Copy each line in the data that includes the word "output".

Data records
☆ ☆ ☆ ☆ ☆ ☆ ☆

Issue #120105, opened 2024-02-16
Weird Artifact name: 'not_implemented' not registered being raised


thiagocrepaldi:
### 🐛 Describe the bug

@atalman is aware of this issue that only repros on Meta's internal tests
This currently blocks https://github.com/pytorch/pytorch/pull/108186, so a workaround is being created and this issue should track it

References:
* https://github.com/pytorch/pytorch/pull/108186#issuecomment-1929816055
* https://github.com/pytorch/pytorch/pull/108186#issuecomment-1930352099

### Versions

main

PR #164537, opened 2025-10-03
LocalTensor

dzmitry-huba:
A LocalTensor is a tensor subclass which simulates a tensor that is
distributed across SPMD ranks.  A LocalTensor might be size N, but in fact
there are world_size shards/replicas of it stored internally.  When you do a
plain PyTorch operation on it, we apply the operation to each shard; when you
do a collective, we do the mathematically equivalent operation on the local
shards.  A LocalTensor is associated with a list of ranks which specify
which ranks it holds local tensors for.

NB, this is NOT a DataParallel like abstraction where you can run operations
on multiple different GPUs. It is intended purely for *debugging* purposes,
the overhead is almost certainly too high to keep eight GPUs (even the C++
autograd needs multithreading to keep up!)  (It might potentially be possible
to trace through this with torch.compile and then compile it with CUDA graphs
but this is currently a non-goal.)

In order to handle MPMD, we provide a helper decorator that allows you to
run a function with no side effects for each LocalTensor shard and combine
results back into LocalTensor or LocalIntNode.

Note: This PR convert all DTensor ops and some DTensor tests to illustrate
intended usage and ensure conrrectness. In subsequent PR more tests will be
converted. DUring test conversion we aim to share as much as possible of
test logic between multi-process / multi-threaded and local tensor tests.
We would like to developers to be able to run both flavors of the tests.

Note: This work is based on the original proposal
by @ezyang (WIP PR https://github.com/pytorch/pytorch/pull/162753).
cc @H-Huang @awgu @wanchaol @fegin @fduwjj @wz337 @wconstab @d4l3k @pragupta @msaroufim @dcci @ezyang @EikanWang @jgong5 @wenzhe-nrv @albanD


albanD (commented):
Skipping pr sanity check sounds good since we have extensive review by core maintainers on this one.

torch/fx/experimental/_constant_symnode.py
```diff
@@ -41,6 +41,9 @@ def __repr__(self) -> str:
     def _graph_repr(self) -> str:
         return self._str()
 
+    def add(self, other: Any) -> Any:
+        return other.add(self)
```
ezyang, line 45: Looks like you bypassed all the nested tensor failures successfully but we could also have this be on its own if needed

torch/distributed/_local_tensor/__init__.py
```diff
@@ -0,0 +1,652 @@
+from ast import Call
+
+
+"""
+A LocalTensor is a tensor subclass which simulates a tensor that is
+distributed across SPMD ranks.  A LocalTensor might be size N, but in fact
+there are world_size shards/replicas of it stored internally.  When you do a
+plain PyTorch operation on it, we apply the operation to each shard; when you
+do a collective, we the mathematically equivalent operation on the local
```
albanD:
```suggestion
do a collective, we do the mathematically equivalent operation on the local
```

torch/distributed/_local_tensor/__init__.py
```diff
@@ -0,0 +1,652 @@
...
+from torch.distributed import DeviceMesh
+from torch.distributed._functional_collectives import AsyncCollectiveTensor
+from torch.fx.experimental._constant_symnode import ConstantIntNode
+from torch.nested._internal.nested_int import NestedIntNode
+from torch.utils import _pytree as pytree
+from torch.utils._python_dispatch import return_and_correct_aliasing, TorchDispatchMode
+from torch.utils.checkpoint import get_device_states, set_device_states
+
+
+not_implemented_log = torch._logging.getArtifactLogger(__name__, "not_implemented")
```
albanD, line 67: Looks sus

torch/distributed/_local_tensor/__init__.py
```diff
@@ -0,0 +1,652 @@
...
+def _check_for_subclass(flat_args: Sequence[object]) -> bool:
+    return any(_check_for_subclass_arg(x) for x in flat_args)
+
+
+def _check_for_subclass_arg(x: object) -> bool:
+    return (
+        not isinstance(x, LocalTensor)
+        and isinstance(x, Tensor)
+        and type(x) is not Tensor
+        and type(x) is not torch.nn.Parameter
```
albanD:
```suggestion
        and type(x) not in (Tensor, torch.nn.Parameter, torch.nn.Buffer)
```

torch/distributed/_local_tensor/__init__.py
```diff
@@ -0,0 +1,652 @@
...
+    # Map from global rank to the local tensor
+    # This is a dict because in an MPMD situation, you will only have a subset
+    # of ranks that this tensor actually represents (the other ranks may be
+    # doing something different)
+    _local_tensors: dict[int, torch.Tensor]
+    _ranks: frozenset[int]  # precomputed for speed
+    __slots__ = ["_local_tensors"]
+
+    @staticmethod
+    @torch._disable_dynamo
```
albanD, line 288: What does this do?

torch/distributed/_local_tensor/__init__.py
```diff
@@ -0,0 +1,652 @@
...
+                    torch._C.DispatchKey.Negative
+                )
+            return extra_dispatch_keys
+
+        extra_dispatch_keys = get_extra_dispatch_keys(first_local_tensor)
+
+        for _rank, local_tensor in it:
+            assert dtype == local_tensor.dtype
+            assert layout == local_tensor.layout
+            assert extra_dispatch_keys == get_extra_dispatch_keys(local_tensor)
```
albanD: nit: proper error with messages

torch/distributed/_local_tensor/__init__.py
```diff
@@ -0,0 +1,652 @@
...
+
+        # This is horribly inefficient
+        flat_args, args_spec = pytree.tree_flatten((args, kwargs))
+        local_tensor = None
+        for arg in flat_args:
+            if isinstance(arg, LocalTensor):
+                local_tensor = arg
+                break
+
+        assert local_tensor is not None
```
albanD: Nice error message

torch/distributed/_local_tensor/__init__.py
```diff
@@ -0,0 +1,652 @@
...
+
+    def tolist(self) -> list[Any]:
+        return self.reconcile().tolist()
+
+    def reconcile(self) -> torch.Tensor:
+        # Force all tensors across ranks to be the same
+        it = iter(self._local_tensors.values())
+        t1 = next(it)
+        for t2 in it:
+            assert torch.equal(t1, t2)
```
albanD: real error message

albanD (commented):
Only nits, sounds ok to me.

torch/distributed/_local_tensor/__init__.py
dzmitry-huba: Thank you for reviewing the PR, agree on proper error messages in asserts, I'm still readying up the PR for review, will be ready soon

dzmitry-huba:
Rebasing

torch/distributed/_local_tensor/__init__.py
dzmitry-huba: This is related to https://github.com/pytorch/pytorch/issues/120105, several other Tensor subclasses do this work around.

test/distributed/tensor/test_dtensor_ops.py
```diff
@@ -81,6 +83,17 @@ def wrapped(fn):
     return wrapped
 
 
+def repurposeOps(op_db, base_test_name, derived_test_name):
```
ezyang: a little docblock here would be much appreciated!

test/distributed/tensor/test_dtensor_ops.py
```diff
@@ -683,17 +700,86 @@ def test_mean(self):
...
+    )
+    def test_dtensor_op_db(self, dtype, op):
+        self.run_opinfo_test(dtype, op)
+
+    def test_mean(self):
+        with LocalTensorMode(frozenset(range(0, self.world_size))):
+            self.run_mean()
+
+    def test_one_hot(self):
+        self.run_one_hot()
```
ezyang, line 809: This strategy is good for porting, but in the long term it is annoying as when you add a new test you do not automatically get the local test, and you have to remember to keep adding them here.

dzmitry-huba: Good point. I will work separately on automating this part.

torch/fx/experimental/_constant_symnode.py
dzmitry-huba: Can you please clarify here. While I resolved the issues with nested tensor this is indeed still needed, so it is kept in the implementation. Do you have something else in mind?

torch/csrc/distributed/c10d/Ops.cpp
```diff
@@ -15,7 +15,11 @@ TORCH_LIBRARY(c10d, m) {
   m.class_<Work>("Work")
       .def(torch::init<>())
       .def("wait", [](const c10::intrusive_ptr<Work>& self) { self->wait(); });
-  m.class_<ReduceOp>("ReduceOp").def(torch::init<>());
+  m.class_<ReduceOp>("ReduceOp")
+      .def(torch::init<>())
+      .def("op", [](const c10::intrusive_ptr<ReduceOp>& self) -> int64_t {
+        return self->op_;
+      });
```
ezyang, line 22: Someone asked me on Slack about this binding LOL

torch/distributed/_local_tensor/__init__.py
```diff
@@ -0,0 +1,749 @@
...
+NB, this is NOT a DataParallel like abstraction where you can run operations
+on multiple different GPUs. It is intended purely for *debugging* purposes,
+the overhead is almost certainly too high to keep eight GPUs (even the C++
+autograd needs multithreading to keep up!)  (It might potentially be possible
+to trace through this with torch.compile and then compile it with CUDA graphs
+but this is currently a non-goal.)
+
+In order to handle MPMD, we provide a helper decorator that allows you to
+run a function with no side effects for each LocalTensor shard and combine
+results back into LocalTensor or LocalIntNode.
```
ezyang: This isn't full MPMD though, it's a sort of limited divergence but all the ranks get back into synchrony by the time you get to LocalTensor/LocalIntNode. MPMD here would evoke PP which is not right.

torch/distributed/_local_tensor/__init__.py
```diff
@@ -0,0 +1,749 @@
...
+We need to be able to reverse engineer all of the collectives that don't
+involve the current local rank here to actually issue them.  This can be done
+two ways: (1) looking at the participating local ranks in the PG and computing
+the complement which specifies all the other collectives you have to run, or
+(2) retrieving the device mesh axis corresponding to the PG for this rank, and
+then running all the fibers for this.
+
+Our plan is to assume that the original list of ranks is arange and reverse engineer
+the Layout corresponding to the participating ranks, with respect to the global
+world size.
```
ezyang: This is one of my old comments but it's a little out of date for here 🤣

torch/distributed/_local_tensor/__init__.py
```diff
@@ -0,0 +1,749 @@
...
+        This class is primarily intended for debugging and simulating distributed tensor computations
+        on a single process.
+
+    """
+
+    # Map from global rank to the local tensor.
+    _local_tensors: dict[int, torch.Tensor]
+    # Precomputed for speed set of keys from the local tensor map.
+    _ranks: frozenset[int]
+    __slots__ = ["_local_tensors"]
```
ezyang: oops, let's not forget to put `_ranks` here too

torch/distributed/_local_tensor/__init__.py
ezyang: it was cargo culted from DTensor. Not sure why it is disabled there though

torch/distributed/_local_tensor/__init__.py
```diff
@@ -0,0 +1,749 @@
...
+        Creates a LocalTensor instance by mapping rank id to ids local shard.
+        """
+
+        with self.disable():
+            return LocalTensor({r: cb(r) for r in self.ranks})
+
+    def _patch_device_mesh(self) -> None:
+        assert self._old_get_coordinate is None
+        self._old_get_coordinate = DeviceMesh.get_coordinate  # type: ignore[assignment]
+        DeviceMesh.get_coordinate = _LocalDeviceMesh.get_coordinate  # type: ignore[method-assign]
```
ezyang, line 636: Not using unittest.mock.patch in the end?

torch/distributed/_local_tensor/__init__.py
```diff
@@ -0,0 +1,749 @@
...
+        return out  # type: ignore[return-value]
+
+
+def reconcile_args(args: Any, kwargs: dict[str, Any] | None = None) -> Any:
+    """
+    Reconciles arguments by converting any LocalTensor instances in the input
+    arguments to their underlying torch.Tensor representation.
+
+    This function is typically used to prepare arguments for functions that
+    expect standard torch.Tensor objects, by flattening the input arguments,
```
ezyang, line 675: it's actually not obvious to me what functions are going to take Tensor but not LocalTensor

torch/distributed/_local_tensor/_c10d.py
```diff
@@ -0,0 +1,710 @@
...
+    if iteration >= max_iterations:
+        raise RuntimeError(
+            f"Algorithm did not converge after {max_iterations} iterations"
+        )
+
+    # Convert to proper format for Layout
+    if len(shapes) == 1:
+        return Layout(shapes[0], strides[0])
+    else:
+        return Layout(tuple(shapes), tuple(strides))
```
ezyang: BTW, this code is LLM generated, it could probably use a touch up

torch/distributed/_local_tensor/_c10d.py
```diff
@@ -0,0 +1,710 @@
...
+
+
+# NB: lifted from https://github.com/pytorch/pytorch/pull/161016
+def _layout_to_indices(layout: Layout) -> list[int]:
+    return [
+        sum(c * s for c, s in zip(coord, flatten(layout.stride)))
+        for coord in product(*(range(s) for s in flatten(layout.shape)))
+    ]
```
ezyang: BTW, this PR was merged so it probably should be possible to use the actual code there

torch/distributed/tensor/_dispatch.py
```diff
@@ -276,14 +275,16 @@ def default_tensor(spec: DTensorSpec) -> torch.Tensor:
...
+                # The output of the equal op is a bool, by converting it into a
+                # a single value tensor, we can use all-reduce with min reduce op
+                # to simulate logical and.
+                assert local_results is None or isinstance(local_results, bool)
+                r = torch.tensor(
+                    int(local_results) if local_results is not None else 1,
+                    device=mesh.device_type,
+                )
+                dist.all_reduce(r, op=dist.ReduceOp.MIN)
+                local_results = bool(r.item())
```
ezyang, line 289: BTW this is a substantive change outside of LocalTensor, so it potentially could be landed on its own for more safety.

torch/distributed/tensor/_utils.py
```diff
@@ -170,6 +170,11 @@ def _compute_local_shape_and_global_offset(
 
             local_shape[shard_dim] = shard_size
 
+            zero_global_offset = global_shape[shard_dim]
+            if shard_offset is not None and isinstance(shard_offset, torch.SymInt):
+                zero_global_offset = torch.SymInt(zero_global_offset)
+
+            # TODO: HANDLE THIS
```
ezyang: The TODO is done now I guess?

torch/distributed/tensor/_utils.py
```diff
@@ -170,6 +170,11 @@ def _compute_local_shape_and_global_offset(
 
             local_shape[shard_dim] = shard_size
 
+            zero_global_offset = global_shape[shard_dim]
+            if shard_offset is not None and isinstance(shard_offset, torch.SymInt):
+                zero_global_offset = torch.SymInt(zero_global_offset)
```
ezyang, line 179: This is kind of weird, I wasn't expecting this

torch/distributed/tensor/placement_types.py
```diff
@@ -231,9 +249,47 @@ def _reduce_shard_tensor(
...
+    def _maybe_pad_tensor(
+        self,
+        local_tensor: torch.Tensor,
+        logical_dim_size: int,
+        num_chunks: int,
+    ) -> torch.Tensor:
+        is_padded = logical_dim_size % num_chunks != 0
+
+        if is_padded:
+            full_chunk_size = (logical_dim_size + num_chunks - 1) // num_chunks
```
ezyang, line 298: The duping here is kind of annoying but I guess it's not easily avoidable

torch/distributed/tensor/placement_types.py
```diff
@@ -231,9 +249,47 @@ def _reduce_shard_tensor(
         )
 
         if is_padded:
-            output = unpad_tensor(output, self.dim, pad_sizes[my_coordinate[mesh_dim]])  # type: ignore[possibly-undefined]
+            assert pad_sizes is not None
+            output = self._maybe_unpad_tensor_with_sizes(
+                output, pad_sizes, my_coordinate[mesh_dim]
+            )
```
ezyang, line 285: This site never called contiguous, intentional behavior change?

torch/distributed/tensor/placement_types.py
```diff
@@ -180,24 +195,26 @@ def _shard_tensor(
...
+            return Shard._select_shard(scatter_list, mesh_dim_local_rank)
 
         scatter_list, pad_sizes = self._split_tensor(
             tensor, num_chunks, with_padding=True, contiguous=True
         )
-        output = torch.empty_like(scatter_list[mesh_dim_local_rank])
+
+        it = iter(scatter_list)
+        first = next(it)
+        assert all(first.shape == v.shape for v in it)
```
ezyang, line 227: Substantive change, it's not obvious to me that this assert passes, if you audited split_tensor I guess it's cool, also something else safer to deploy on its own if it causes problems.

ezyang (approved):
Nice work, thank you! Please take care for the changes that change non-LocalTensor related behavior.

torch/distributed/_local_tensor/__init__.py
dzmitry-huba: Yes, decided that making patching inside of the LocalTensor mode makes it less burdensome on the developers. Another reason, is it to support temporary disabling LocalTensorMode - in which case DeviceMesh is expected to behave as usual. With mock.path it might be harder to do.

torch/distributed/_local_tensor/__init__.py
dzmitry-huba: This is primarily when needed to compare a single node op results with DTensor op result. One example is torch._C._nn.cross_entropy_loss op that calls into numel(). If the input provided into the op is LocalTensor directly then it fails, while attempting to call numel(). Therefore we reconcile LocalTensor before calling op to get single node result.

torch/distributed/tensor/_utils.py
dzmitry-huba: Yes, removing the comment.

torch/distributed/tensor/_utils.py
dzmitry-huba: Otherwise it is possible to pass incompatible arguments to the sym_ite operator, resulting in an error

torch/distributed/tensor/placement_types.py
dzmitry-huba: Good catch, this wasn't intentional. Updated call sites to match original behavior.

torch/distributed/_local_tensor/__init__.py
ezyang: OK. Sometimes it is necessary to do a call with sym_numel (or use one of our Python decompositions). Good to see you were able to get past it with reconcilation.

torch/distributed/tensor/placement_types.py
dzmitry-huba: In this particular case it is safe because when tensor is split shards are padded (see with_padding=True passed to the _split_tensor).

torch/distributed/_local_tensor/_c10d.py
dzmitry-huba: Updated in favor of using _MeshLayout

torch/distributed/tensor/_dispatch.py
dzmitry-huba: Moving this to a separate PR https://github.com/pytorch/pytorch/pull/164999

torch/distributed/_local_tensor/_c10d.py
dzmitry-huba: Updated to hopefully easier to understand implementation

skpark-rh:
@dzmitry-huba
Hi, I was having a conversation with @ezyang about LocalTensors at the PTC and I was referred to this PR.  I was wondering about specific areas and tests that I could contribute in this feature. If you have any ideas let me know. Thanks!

☆ ☆ ☆ ☆ ☆ ☆ ☆

*Response area*
+                # The output of the equal op is a bool, by converting it into a
-            output = unpad_tensor(output, self.dim, pad_sizes[my_coordinate[mesh_dim]])  # type: ignore[possibly-undefined]
+            output = self._maybe_unpad_tensor_with_sizes(
+                output, pad_sizes, my_coordinate[mesh_dim]
-        output = torch.empty_like(scatter_list[mesh_dim_local_rank])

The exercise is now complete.